Boeing plans to follow suit with its Starliner vehicle, with a similar uncrewed test in March and a second flight with a crew of three onboard in August. Two of them, Eric Boe and Nicole Mann, will be NASA astronauts. The third, Chris Ferguson, works for Boeing (and was Hurley’s commander on that 2011 Atlantis flight).
It isn’t entirely accurate to call this “commercial spaceflight,” if you go by the normal rules of private business. NASA paid for most of the development of these new vehicles. Still, SpaceX and Boeing will own them, and will be free to sell rides to other customers (if there are any). And the level of NASA oversight will be dramatically less than it was when contractors built Apollo capsules and space shuttles to the agency’s exact specifications. So this really does signal the beginning of a new era, where NASA buys launch services rather than running the service itself.
Also…
- Battle of the behemoths: Virgin Galactic’s LauncherOne “flying launchpad” is supposed to make its debut this year, and the late Paul Allen’s ginormous StratoLaunch is due to take to the air for the first time.
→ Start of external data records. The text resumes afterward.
PR #592, opened 2025-12-17
Implement append functionality for claims.jsonl attestations

ralphbean:
Implements the unified bundle layout from issue #587, where attestations accumulate in a single `claims.jsonl` file as the model moves through its lifecycle.

## Changes

- Signature `write()` now appends to existing `claims.jsonl` files instead of overwriting
- Each signature is written as compact JSON on a single line (JSONL format)
- Signature `read()` reads the last line (most recent attestation) for backward compatibility  
- Updated both `sign_sigstore.py` and `sign_sigstore_pb.py` implementations
- Updated test helpers to handle JSONL format

## Test-Driven Development

This was implemented using RED-GREEN-REFACTOR:
- **RED**: Added `test_append_to_existing_claims_jsonl` that initially failed
- **GREEN**: Implemented append functionality to make the test pass
- **REFACTOR**: Updated existing tests to handle JSONL format

## Example Usage

```python
# First signing creates the file
model_signing.signing.sign("my-model", "claims.jsonl")

# Second signing appends to the file
model_signing.signing.sign("my-model", "claims.jsonl")

# File now contains two lines, each a complete sigstore bundle
```

This allows attestations to accumulate as models move through their lifecycle (training → registry → security review → production) without invalidating earlier signatures.

Builds on PR #591

Related to #587

### DIFF
--- a/src/model_signing/_signing/sign_sigstore.py
+++ b/src/model_signing/_signing/sign_sigstore.py
@@ -52,16 +52,14 @@ class Signature(signing.Signature):
     @override
     def write(self, path: pathlib.Path) -> None:
         # Convert to compact JSON (single line) for JSONL format
-        import json
-
-        bundle_dict = json.loads(self.bundle.to_json())
-        compact_json = json.dumps(bundle_dict, separators=(",", ":"))
+        # by removing newlines from the bundle's JSON output
+        bundle_json = self.bundle.to_json().replace("\n", "")
 
         # Append to file if it exists (for accumulating attestations)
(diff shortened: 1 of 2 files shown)


mihaimaruseac:
Let's discuss these PRs (#592 and #591) on the next model signing SIG group. I'd like to have these merged before the next release, but we should make sure this is done in a backwards and forwards compatible way.

ralphbean:
Dropping this. Will move everything in to #591.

- Lost in the commotion over New Horizon’s visit to Ultima Thule is the news that a NASA spacecraft called OSIRIS-REx has just entered orbit around an asteroid called Bennu, the smallest object ever orbited by a spacecraft. Up-close investigation will continue in 2019.
- The year will end as it began, with a Chinese landing on the moon. Chang’e-5 will be the first lunar sample return since the American Apollo and Soviet Lunokhod missions of the 1970s.